It’s all in the family: With army’s backing, Sharifs win Pakistan’s game of thrones

NEW DELHI: Shehbaz Sharif is set to begin a second term as Pakistan‘s prime minister after it was revealed on Wednesday that he had secured the blessings of his older brother and three-time PM Nawaz Sharif to become the leader of the coalesced house.
It is widely expected that Nawaz Sharif, 74, will be the major guiding hand during his younger brother’s next stint.Nawaz Sharif’s daughter, Maryam Nawaz, will be the coalition’s candidate for the slot of Punjab chief minister.
Despite the twist and turns of the controversy-marred elections, it seems the Pakistan army — which had heavily backed Nawaz Sharif’s return to Pakistan politics — has once again come out on top.
Independent candidates backed by former PM Imran Khan won over 100 seats, but it is unlikely that the jailed leader or his embattled party (Pakistan Tehreek-e-Insaf) will have any say in the next government.
Sharifs‘ Pakistan Muslim League-Nawaz (PML-N) party controls only 80 seats in the 264-seat parliament but has been promised support by six other parties for a majority.

Shehbaz Sharif, 72, was named by his party and coalition allies to head the nuclear-armed nation despite his elder brother winning a seat in the assembly and being favourite to be sworn in for a fourth term.

Maryam said in a post on X that her father did not want to run a minority coalition government having had clear majorities in his three previous stints as premier.
In numbers
As per the Election Commission of Pakistan’s tally, the total number of general seats won by the six parties which announced their plans to form a coalition led by Shehbaz Sharif — PML-N, PPP, MQM-P, PML-Q, IPP and BAP — comes to 152. The coalition will easily achieve the minimum required number of 169 to form the government at the Centre after the addition of 60 women and 10 minority seats in their tally.
However, it is yet to be seen if these parties will be able to get to the next magic number of 224, which is required to obtain the elusive two-thirds majority in a 336-member National Assembly.
Since 101 independents, including 92 of Imran Khan’s PTI-backed independents, have emerged victorious in the February 8 elections, the allocation of reserved seats depends upon the decision taken by these independents to either join a party or remain independent.
Shehbaz’s crucial role
The younger Sharif played a pivotal role in maintaining cohesion among a coalition of diverse parties for 16 months following the parliamentary ousting of former premier and rival Imran Khan in 2022. Additionally, he was instrumental in securing a crucial International Monetary Fund (IMF) agreement in 2023.
Shehbaz assumed the position of Prime Minister as the PML-N set aside differences with the influential military in opposition to their shared adversary, Khan, who clashed with top generals over policy discrepancies. During this period, Nawaz Sharif resided in self-imposed exile in London and was ineligible for public office.
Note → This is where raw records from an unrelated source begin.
PR #8111, opened 2021-09-22
Prevents Tile Entity data leak by copying CompoundNBT before writing

### LINKED ISSUE #7760: Custom tile entity data sided leak on integrated servers

OneLemonyBoi:
Prevents Tile Entity data leak by copying CompoundNBT before writing and closes #7760.

### DIFF
--- a/patches/minecraft/net/minecraft/world/entity/Entity.java.patch
+++ b/patches/minecraft/net/minecraft/world/entity/Entity.java.patch
@@ -151,7 +151,7 @@
  
 +         CompoundTag caps = serializeCaps();
 +         if (caps != null) p_20241_.m_128365_("ForgeCaps", caps);
-+         if (persistentData != null) p_20241_.m_128365_("ForgeData", persistentData);
++         if (persistentData != null) p_20241_.m_128365_("ForgeData", persistentData.m_6426_());
 +
           this.m_7380_(p_20241_);
           if (this.m_20160_()) {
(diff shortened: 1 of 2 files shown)


KnightMiner:
For the record, I'm of the opinion it's better to just remove the system in favor of capabilities, so deprecating it and tagging for removal in 1.18 might be a better approach. All the uses I had for it could be handled via data capabilities or via the native read/write methods in tile entities and entities.

sciwhiz12:
This is an updated version of #7838 for 1.17.x.
@KnightMiner: While I do agree that the custom tile entity data NBT should be revisited and likely removed in favor of custom capabilities (as is also said by Lex in the linked issue), that is a separate topic for an RFC issue/PR to tackle.

sciwhiz12 (approved):

LexManos:
Honestly should go through and mark everything deprecated for removal in 1.18.

PR #8517, opened 2022-03-16
[1.18.x] Add 3 new ingredient types, and make existing ingredients compatible with datagen

KnightMiner:
This PR adds 3 useful types of ingredients, and improves forge's two existing ingredients by adding datagen constructors. It also adds tests for each ingredient as part of the datagen test mod.

## Changes

Changes to existing ingredients:

* `CompoundIngredient` gained a static constructor that merges ingredients, returning either a vanilla ingredient or a compound as needed
* `NBTIngredient` gained a static constructor

New ingredients:

* `PartialNBTIngredient`: for partial NBT matches.
    * See #8004 for a previous PR adding this functionality. Compared to that PR, this one fixes the issue where tools would always match on damage value and supports a set of items for input.
    * Unlike `NBTIngredient`, this allows you to match on a subset of tags, such as matching just an items name and ignoring its durability.
* `IntersectionIngredient`: matches if all child ingredients match, effectively a set intersection
    * Designed for queries such as "non-flammable planks" (anything in non-flammable wood and in planks) or "iron ore in stone" (anything in `ores/iron` and in `ores_in_ground/stone`, see #7891)
* `DifferenceIngredient` matches if the base child matches and the subtracted child does not.
    * Designed for queries such as "flammable planks" (planks and not non-flammable wood) or "non-dense copper ore" (`ores/copper` and not `ore_rates/dense`)
    * I have personally used this ingredient in my mods to make fallback recipes for wood types. That is, I make a recipe for each vanilla wood type, then make a fallback for "planks without vanilla planks"

In addition, this PR adds in the class `AbstractIngredient`, which abstracts several methods that must always be overridden in subclasses and deprecates all the static constructors of `Ingredient`, making them throw. The second change is to prevent a common mistake where modders call `of` through a subclass thinking it constructs the custom ingredient type, notably in cases like `NBTIngredient.of(Stream<ItemStack>)` which looks like it could be valid.

## Testing

As mentioned above, this PR adds these ingredients to the datagenerator test. I specifically added 7 recipes:

* `data_gen_test:exact_nbt_ingredient`: This test ensures `forge:nbt` works. It allows you to craft a golden pickaxe from any iron pickaxe with exactly 3 damage. Test you can craft the pickaxe, and test that renaming the pickaxe in an anvil (making the NBT a non-exact match) does not let you craft the pickaxe
* `data_gen_test:contains_nbt_ingredient_single_item`: This test is the same as the first test, but using `forge:partial_nbt`. Using a stone pickaxe with exactly 3 damage, you can craft an iron pickaxe. You can also rename the pickaxe (making the NBT a non-exact match) and it still works for the recipe
* `data_gen_test:contains_nbt_ingredient_item_set`: `forge:partial_nbt` supports having a set of valid items, so this is a simple test to ensure set matching works. Any wood, stone, or iron pickaxe renamed to `Diamond Pickaxe` in an anvil will craft into a diamond pickaxe. You can damage the pickaxe any amount of times and the recipe will still work
* `data_gen_test:intersection_ingredient`: This recipe tests `forge:intersection`. It only matches if you use non-flammable planks, which are crimson or warped in vanilla (though using the tag means modded planks will also work for the recipe)
* `data_gen_test:difference_ingredient`: This recipe tests `forge:difference`. It only matches if you use flammable fences, which is any of the 6 non-nether woods. Note I intentionally did the opposite of the intersection test to show where each of these is useful.
* `data_gen_test:compound_ingredient_only_vanilla`: Serializer test for the compound ingredient. It should merge all vanilla ingredients into one, and result in a vanilla ingredient leading to a single non-nested array
* `data_gen_test:compound_ingredient_custom_types`: Serializer test for the compound ingredient. It should merge the vanilla ingredients into one, but due to the presence of the custom NBT ingredient, it is forced to have an outer array making the vanilla ingredients nested inside.

## Other discussion points

This PR could potentially be split, one for the datagen helpers and one or more for the custom ingredient types. I personally feel all three new ingredients fit in forge as intersection is basically the same as the AND conditions forge adds elsewhere, and difference is as close to a NOT as I feel ingredients should go.

I am not certain we need the set matching for partial NBT, but it was pretty trivial to add so I figured I might as well add it. I could simplify the serializer using just a single item match if preferred.

Rather than try to merge `PartialNBTIngredient` and `NBTIngredient`, I think keeping them separate is simpler. Original reason against merging was to prevent a network break, but it also let me make the fields more specialized to what partial NBT needed. I would suggest renaming `NBTIngredient` to `forge:strict_nbt` in 1.19; I can include a comment in the PR but want opinions on whether it should be merged first.


src/main/java/net/minecraftforge/common/crafting/DifferenceIngredient.java
```diff
@@ -0,0 +1,141 @@
...
+            return false;
+        return base.test(stack) && !subtracted.test(stack);
+    }
+
+    @Override
+    public ItemStack[] getItems()
+    {
+        if (this.filteredMatchingStacks == null)
+            this.filteredMatchingStacks = Arrays.stream(base.getItems())
+						                                    .filter(stack -> !subtracted.test(stack))
```
ChampionAsh5357: Weirdly out of line.

src/main/java/net/minecraftforge/common/crafting/DifferenceIngredient.java
```diff
@@ -0,0 +1,141 @@
...
+    {
+        JsonObject json = new JsonObject();
+        json.addProperty("type", CraftingHelper.getID(Serializer.INSTANCE).toString());
+        json.add("base", base.toJson());
+        json.add("subtracted", subtracted.toJson());
+        return json;
+    }
+
+    @Override
+    public IIngredientSerializer<DifferenceIngredient> getSerializer() {
```
ChampionAsh5357: New line braces.

src/main/java/net/minecraftforge/common/crafting/DifferenceIngredient.java
```diff
@@ -0,0 +1,141 @@
...
+        return Serializer.INSTANCE;
+    }
+
+    public static class Serializer implements IIngredientSerializer<DifferenceIngredient> {
```
ChampionAsh5357: New line braces.

src/main/java/net/minecraftforge/common/crafting/IntersectionIngredient.java
```diff
@@ -0,0 +1,169 @@
...
+    }
+
+    @Override
+    public ItemStack[] getItems()
+    {
+        if (this.intersectedMatchingStacks == null)
+        {
+            this.intersectedMatchingStacks = Arrays
+                    .stream(children.get(0).getItems())
+                    .filter(stack -> {
```
ChampionAsh5357: New line braces.

src/main/java/net/minecraftforge/common/crafting/IntersectionIngredient.java
```diff
@@ -0,0 +1,169 @@
...
+    {
+        return Serializer.INSTANCE;
+    }
+
+    public static class Serializer implements IIngredientSerializer<IntersectionIngredient>
+    {
+        public static final IIngredientSerializer<IntersectionIngredient> INSTANCE = new Serializer();
+
+        @Override
+        public IntersectionIngredient parse(JsonObject json) {
```
ChampionAsh5357: New line braces.

src/main/java/net/minecraftforge/common/crafting/PartialNBTIngredient.java
```diff
@@ -0,0 +1,157 @@
...
+
+/** Ingredient that matches the given items, performing a partial NBT match. Use {@link NBTIngredient} if you want exact match on NBT */
+public class PartialNBTIngredient extends AbstractIngredient
+{
+    private final Set<Item> items;
+    private final CompoundTag nbt;
+    private final NbtPredicate predicate;
+    protected PartialNBTIngredient(Set<Item> items, CompoundTag nbt)
+    {
+        super(items.stream().map(item -> {
```
ChampionAsh5357: New line braces.

src/main/java/net/minecraftforge/common/crafting/PartialNBTIngredient.java
```diff
@@ -0,0 +1,157 @@
...
+            Set<Item> items = Stream.generate(() -> buffer.readRegistryIdUnsafe(ForgeRegistries.ITEMS)).limit(buffer.readVarInt()).collect(Collectors.toSet());
+            CompoundTag nbt = buffer.readNbt();
+            return new PartialNBTIngredient(items, Objects.requireNonNull(nbt));
+        }
+
+        @Override
+        public void write(FriendlyByteBuf buffer, PartialNBTIngredient ingredient)
+        {
+            buffer.writeVarInt(ingredient.items.size());
+            for (Item item : ingredient.items) {
```
ChampionAsh5357: New line braces.

src/test/java/net/minecraftforge/debug/DataGeneratorTest.java
```diff
@@ -222,6 +234,75 @@ protected void buildCraftingRecipes(Consumer<FinishedRecipe> consumer)
                     )
                     .generateAdvancement()
                     .build(consumer, new ResourceLocation("data_gen_test", "conditional2"));
+
+            // ingredient tests
+            // strict NBT match - should match an unnamed iron pickaxe that lost 3 durability
+            Ingredient nbtIngredient = NBTIngredient.of(Util.make(() -> {
```
ChampionAsh5357: New line braces.

src/test/java/net/minecraftforge/debug/DataGeneratorTest.java
```diff
@@ -222,6 +234,75 @@ protected void buildCraftingRecipes(Consumer<FinishedRecipe> consumer)
...
+            }));
+            ShapelessRecipeBuilder.shapeless(Items.GOLDEN_PICKAXE)
+                                  .requires(nbtIngredient)
+                                  .unlockedBy("has_pickaxe", has(Items.IRON_PICKAXE))
+                                  .save(consumer, new ResourceLocation("data_gen_test", "exact_nbt_ingredient"));
+
+            // ingredient tests
+            // contains NBT match - should match a stone pickaxe that lost 3 durability, regardless of setting its name
+            ShapelessRecipeBuilder.shapeless(Items.IRON_PICKAXE)
+                                  .requires(PartialNBTIngredient.of(Items.STONE_PICKAXE, Util.make(() -> {
```
ChampionAsh5357: New line braces.

src/test/java/net/minecraftforge/debug/DataGeneratorTest.java
```diff
@@ -222,6 +234,75 @@ protected void buildCraftingRecipes(Consumer<FinishedRecipe> consumer)
...
+                                      CompoundTag nbt = new CompoundTag();
+                                      nbt.putInt(ItemStack.TAG_DAMAGE, 3);
+                                      return nbt;
+                                  })))
+                                  .unlockedBy("has_pickaxe", has(Items.STONE_PICKAXE))
+                                  .save(consumer, new ResourceLocation("data_gen_test", "contains_nbt_ingredient_single_item"));
+
+            // contains NBT match - should match a wood, stone, or iron pickaxe that was named "Diamond Pickaxe", regardless of damage
+            ShapelessRecipeBuilder.shapeless(Items.DIAMOND_PICKAXE)
+                                  .requires(PartialNBTIngredient.of(Util.make(() -> {
```
ChampionAsh5357: New line braces.

ChampionAsh5357 (changes requested):
Formatting issues I noticed before testing the PR.

src/main/java/net/minecraftforge/common/crafting/DifferenceIngredient.java
KnightMiner: Seems I need to argue with my formatter more, this is due to github's "tabs are 8 characters wide"

KnightMiner:
Formatting fixed, I was not entirely sure where to indent things in lambdas with the curly bracket on the newline, so I just indented an extra level when making the change

src/main/java/net/minecraftforge/common/crafting/PartialNBTIngredient.java
```diff
@@ -0,0 +1,157 @@
...
+        }
+        this.items = Collections.unmodifiableSet(items);
+        this.nbt = nbt;
+        this.predicate = new NbtPredicate(nbt);
+    }
+
+    /** Creates a new ingredient matching any item from the list, containing the given NBT */
+    public static PartialNBTIngredient of(CompoundTag nbt, ItemLike... items)
+    {
+        return new PartialNBTIngredient(Arrays.stream(items).map(ItemLike::asItem).collect(Collectors.toSet()), nbt);
```
ChampionAsh5357, line 59: As a question, what is the benefit instead of using a `CompoundIngredient` of `PartialNBTIngredient`s to hold the different items and their preconditions?

src/main/java/net/minecraftforge/common/crafting/PartialNBTIngredient.java
```diff
@@ -0,0 +1,157 @@
...
+
+            return new PartialNBTIngredient(items, nbt);
+        }
+
+        @Override
+        public PartialNBTIngredient parse(FriendlyByteBuf buffer)
+        {
+            Set<Item> items = Stream.generate(() -> buffer.readRegistryIdUnsafe(ForgeRegistries.ITEMS)).limit(buffer.readVarInt()).collect(Collectors.toSet());
+            CompoundTag nbt = buffer.readNbt();
+            return new PartialNBTIngredient(items, Objects.requireNonNull(nbt));
```
ChampionAsh5357, line 145: I think the nullability check would be more useful in the constructor for modders that are constructing this ingredient on the fly.

ChampionAsh5357 (changes requested):
All tests work, just a question and a change.

src/main/java/net/minecraftforge/common/crafting/PartialNBTIngredient.java
KnightMiner: Mostly less redundancy. So less network traffic to sync (sync the tag once instead of once per item) and cleaner recipe JSON. As I said in the main post, it was trivial to do but not strictly needed

src/main/java/net/minecraftforge/common/crafting/PartialNBTIngredient.java
KnightMiner: This check is when reading from network. We never write a null tag to the network, but the way it's implemented means we can technically read a null one (the return is marked nullable, in this case only possible from corrupt network data I assume). The constructor being nullable is not a bad idea, I guess it would serve the same need but the stacktrace would be a bit longer then for what is a network error. Plus, then we ask why I don't have require not null on all parameters

ChampionAsh5357: My thought process was the way this would come about would be from someone who passed in a potentially nullable tag in `#of` since the nbt tag must be present during decoding which would throw an error on parsing instead. So, unless the user was declaring an ingredient in code, I don't know how this would become null without  as you said some corruption in which case I would think it should just error out altogether.

KnightMiner: The goal here was to error immediately, instead of erroring later. Which is typically when I use that method.

The constructor is non null by default and this method returns nullable so I wrap it. If a modder is ignoring nullability and passing potentially null that is a bug in their code

ChampionAsh5357 (approved):
You can resolve all conversations.

TheCurle:
Perfect! 

I've had a few requests for this in the past, and this will help a lot with the common confusion regarding the various `.of` methods.

Great work with the comprehensive tests, too.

Before his tenure as PM, the younger Sharif was recognized more for his adept administrative skills than his political acumen, having served thrice as CM in Punjab, the nation’s largest province. However, upon assuming the role of PM, he swiftly adopted the role of mediator between coalition parties often in conflict over significant policies.
Shehbaz Sharif’s most notable achievement during his brief tenure was securing an IMF bailout as Pakistan teetered on the edge of a debt default. This agreement was finalized after Sharif personally engaged with IMF chief Kristalina Georgieva last June.
Nonetheless, under his administration, inflation soared to 38%, accompanied by a significant devaluation of the rupee – primarily attributed to the structural reforms mandated by the IMF program to stabilize the economy.
He attributes the economic downturn to Khan’s administration, alleging that they reneged on an agreement with the IMF just before his ousting. Sharif contends that his government was compelled to implement a series of reforms and eliminate subsidies, leading to a surge in inflation.
Key challenges
Pakistan continues to be enmeshed in the economic crisis with inflation remaining high, hovering around 30%, and economic growth slowing to around 2%.
But Sharif’s main role will be to maintain ties with the military, which has directly or indirectly dominated Pakistan since independence.
Unlike his elder brother, who has had a rocky relationship with the military in all his three terms, the younger Sharif is considered more acceptable and compliant by the generals, analysts say.
For several years, the military has denied it interferes in politics. But it has in the past directly intervened to topple civilian governments three times, and no prime minister has finished a full five-year term since independence in 1947.